== Segment start ==

PR #155, opened 2018-12-04
Improve solr activation and add a solr maintenance script

phgross:
- Add solr-maintenance bin/instance run script, which allows to start solr-maintenance jobs from the shell. `reindex`, `clear`, `diff` and `sync` are the supported modes.
- Use sync mode in the solr activate script for indexing content.  So its also possible to reindex and prepare a large GEVER deployment for the solr activation and run the solr activation in a separate step.

### DIFF
--- a/docs/HISTORY.txt
+++ b/docs/HISTORY.txt
@@ -5,6 +5,8 @@ Changelog
 1.0 (unreleased)
 ----------------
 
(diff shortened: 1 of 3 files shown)


phgross:
@deiferni the solr maintenance view is already an adapter 😜

deiferni:
yes as it is a view 😉

PR #328, opened 2020-07-28
Improve LampRays and ObjectRays 

JLBegin:
## Changes
- LampRays is now by default a linear distribution of rays (accross 'y' and 'theta' to fill diameter and NA). 
- Added `random` arg in LampRays to get a random distribution (as before). 
- Added an edge case for H=1 when creating UniformRays (ObjectRays) so that the fan is created at y=0 and not y=-yMin
- Remove figure text note about Object Height since we are now always talking about FOV. Keep FOV and Image size text note.

### LampRays
with default argument `random=True`. We can also see that it now writes FOV size instead of object height
image

```
path = ImagingPath()
path.append(Space(d=10))
path.append(Lens(f=10, diameter=100, label="Collector"))
path.append(Space(d=10+30))
path.append(Lens(f=30, diameter=100, label="Condenser"))
path.append(Space(d=30+30))
path.append(Lens(f=30, diameter=100, label="Objective"))
path.append(Space(d=30+30))
path.append(Lens(f=30, diameter=100, label="Tube"))
path.append(Space(d=30+30))
path.append(Lens(f=30, diameter=100, label="Eyepiece"))
path.append(Space(d=30+2))
path.append(Lens(f=2, diameter=10, label="Eye Entrance"))
path.append(Space(d=2))

path.design(lampRayColors='y')
path.display(raysList=[LampRays(15, N=50, random=False),
                       ObjectRays(40, halfAngle=0, T=1, z=20, rayColors='r', color='r'),
                       ObjectRays(30, halfAngle=0, T=1, z=80, rayColors='g', color='g')], removeBlocked=False)
```

### ObjectRays(H=1)
image

```
path = ImagingPath()
path.design(lampRayColors='r')
path.append(Space(d=10))
path.append(Lens(f=5, diameter=3))
path.append(Space(d=3))
path.append(Aperture(diameter=3))
path.append(Space(d=17))
path.display(ObjectRays(5, 0.1, H=1),
             removeBlocked=False)
```

### DIFF
--- a/raytracing/figure.py
+++ b/raytracing/figure.py
@@ -116,9 +116,6 @@ class Figure:
                 warnings.warn("Infinite image size: cannot use limitObjectToFieldOfView=True.")
                 self.designParams['limitObjectToFieldOfView'] = False
 
-        if not self.designParams['limitObjectToFieldOfView']:
-            note1 = "Object height: {0:.2f}".format(self.path.objectHeight)
-
         if self.designParams['onlyPrincipalAndAxialRays']:
             (stopPosition, stopDiameter) = self.path.apertureStop()
             if stopPosition is None or self.path.principalRay() is None:
--- a/raytracing/rays.py
+++ b/raytracing/rays.py
@@ -777,6 +777,7 @@ class RandomLambertianRays(RandomRays):
         self.append(ray)
         return ray
 
+
 class ObjectRays(UniformRays):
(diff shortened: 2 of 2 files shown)


Valeriouus:
Tiguedou ça!

dccote:
I'm not sure I like that for the `Lamp`: are the measurements still ok at the various Fourier planes? I get the feeling they are not. It looks good though.

PR #341, opened 2020-08-18
RandomLambertianRays : add theta arguments

JLBegin:


JLBegin:
Good, I thought it could be that

PR #361, opened 2021-01-07
Issue#103 automatichierarchy

dccote:
What is the status on this?


PyMarc2:
It was very confusing and not really worth it. Spent way too much time on this. We have to use a kind of sphinx plugging. it works, but the result is really not that impressive. Doing a manual hierarchy would almost be better.

dccote:
So we kill the pull request and associated branch?

Issue #363, opened 2021-01-08
Objectives not displaying and new arguments missing


FrancoisCoteIng:
I wanted to display a Nikon objective using the specialityLenses class "Objective". It seems that there are 2 new arguments needed to define an objective: Field Number (which is not specified by all manufactures) and magnification (which depend on the tube lens used, so I don't see the point to ask for it if the focal is already in the definition). Even if I add those new arguments, it seems that the algorithm doesn't want to draw my objective and can't flip it using .flipOrientation().

dccote:
The guilty will be found and hanged.

dccote:
@FrancoisCoteIng We need example code to reproduce this, since the `python -m raytracing` examples work fine.

FrancoisCoteIng:
try:
    from raytracing import *
except ImportError:
    raise ImportError('Raytracing module not found: "pip install raytracing"')

import nikonObj as nikon

class Confocal:
    @staticmethod
    def detection():
        detection = ImagingPath()
        detection.label = "VMS/Confocal Base detection"
        detection.objectHeight = 0.5+0.2 # mm maximum, include diffuse spot size
        detection.fanAngle = 1.1 # NA = 1.1
        detection.fanNumber = 11
        detection.rayNumber = 3
        detection.showImages = False

        fTubeLens=200
        fScanLens=54
        f1=150
        f2=75

        obj = nikon.N25ApoMD()
        obj.flipOrientation()

        detection.append(Space(d=2))
        detection.append(obj)
        detection.append(Space(d=fTubeLens)) 
        detection.append(Lens(f=fTubeLens,diameter=50, label='Tube Lens'))
        detection.append(Space(d=fTubeLens))
        detection.append(Space(d=fScanLens))
        detection.append(Lens(f=fScanLens, diameter=30, label='Scan Lens'))
        detection.append(Space(d=fScanLens))

        return detection


if __name__ == "__main__":

    test = Confocal.detection()
    test.showImages = True
    test.objectHeight = 1
    test.rayNumber = 5
    test.fanNumber = 5

    test.display()

FrancoisCoteIng:
nikonObj.py :

from raytracing.specialtylenses import *

class LWD16X(Objective):
    """ Nikon 16x immersion objective

    .. csv-table::
        :header: Parameter, value

        "f", "200/16"
        "backAperture", "20"
        "Numerical Aperture (NA)", "1.56"
        "Working Distance (mm)", "3"

    Notes
    -----
[...]

PR #365, opened 2021-01-22
Fix flipped graphics of surface-based elements and objectives

JLBegin:
*Requires review

### Fix for flipped graphics
**Surfaces**
"renamed" all `surfaces` property occurences for `forwardSurfaces`. Redefined `surfaces` property in Matrix baseclass which returns `forwardSurfaces` unless matrix or matrixgroup `isFlipped` where it reinitiates the surfaces in a flipped order (correcting the medium index & length). 

**Objectives** (#364 and part of #363)
Simply flipping the default polygon graphic.

### Examples
**Example display for a surface-based element (AchromatDoubletLens) and an objective. On the left is the 'forward' setup, and on the right is the flipped version. While the graphics look fine I am not sure of the properties.**

flip

### DIFF
--- a/raytracing/axicon.py
+++ b/raytracing/axicon.py
@@ -132,7 +132,7 @@ class Axicon(Matrix):
         raise TypeError("Cannot use Axicon with GaussianBeam, only with Ray")
 
     @property
-    def surfaces(self):
+    def forwardSurfaces(self):
         """ A list of surfaces that represents the element for drawing purposes
         """
         minThickness = - np.tan(self.alpha) * self.displayHalfHeight()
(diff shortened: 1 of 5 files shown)


dccote:
I wonder what we should do with the name "front" and "back": the lens does have a "front" side and a "back" (from its design).  So when we flip it, should we indicate "this lens is flipped" and leave front and back as designed (so they will appear wrong), or rename everything (like done here) and put "front" and "back" as expected (like done here?).

dccote (approved):
We'll take it like that for now, but I am not sure what to do with with front/back regarding the comment i made earlier: when flipped, do we keep the names front and back as they were designed, or as flipped and shown?

PR #377, opened 2021-02-22
Named tuples for magnification, focal lengths and principal planes.

dccote:
`Magnification`, `FocalLengths`, `PrincipalPlanes`, `Stop`, `MarginalRays` and others were defined as namedtuples to make manipulation and meaning easier for users.

I wonder if there are better "NamedTuples" that could be more general, but so far this is the best I found.


JLBegin (approved):
Nice use of NamedTuples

== Segment end ==

Work instruction: Taking the material above as a whole, how many of its lines contain "test"? The reply should be that number alone.

Response area: 6